Line tally for "doesn": state how many lines of the entries include it, with no other text.

(ENTRIES SHOWN Opens)

PR #155, opened 2023-10-08
Update termination logic to fix #117

### LINKED ISSUE #117: RAG-agent max_consecutive_auto_reply doesn't work as expected
I am using RAG-agent and it works pretty ok, but it gives me ~10 answers instead of just one or two, and it does not explicitly write anything like "I do not have enough information". It just spits out proper answers, only many times. I set the setting max_consecutive_auto_reply=1 but this does not change anything.

Find my code here: https://github.com/wiiiktor/resume/tree/main/data/autogen-bug There is a python file with a very small dataset. In the meantine, I updated tokenizers (PyCharm told me so) and error is different now, but still a similar tune: RuntimeError: Failed to import transformers.models.nystromformer because of the following error (look up to see its traceback):
maximum recursion depth exceeded while calling a Python object
name = "tokenizers"
version = "0.14.0" -> this is what I have now

-- [origin](https://discord.com/channels/1153072414184452236/1158178470287921233/1159089553991290971)

thinkall:

Address #117  RAG-agent max_consecutive_auto_reply doesn't work as expected

The issue is caused by that once update_context is activated, the default `check_termination_and_human_reply` will not be executed. In this PR, `check_termination_and_human_reply` is moved to run before `_generate_retrieve_user_reply`, and `_is_termination_msg_retrievechat` is updated accordingly so that termination can be correctly detected based on the task and the message.

## Related issue number

Closes #117

## Checks


sonichi (approved):
lgtm

wiiiktor:
I no longer have error "maximum recursion depth exceeded while calling a Python object", but now agent returns two answers (both of them are ok, but why two? is this a normal behaviour?). Example answer looks like below. In the meantime, agent get more snippets.

assistant (to ragproxyagent):

Dear Toan,
We can definitely provide you with a 38T Chainring GTRO gearbox. As for the ERider 73mm torque sensing bottom bracket compatibility, we have a solution for 73mm shells as well. When making a purchase, please specify "BB73mm" in the comment. As for the prices, you will have to check our website for the current prices as they may vary. Please, let me know if you have any other questions.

(ENTRIES SHOWN Closes)

- PROBLEM SOLUTION: 2